## Your task
Repeat the data that follows, keeping every character intact.

Data in this exercise: Begin

PR #3418, opened 2019-10-31
Clarify getitem docstring. Log when falling back.

RollingStar:
I figure, let someone change the docstring again if the function gets a special case besides artist / album artist.

### DIFF
--- a/beets/library.py
+++ b/beets/library.py
@@ -410,7 +410,8 @@ class FormattedItemMapping(dbcore.db.FormattedMapping):
             raise KeyError(key)
 
     def __getitem__(self, key):
-        """Get the value for a key. Certain unset values are remapped.
+        """Get the value for a key. `artist` and `albumartist`
+		are fallback values for each other when unmapped.
         """
         value = self._get(key)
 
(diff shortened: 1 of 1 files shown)


beets/library.py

Data in this exercise: End

## Result of this task
PR #3418, opened 2019-10-31
Clarify getitem docstring. Log when falling back.

RollingStar:
I figure, let someone change the docstring again if the function gets a special case besides artist / album artist.

### DIFF
--- a/beets/library.py
+++ b/beets/library.py
@@ -410,7 +410,8 @@ class FormattedItemMapping(dbcore.db.FormattedMapping):
             raise KeyError(key)
 
     def __getitem__(self, key):
-        """Get the value for a key. Certain unset values are remapped.
+        """Get the value for a key. `artist` and `albumartist`
+		are fallback values for each other when unmapped.
         """
         value = self._get(key)
 
(diff shortened: 1 of 1 files shown)


beets/library.py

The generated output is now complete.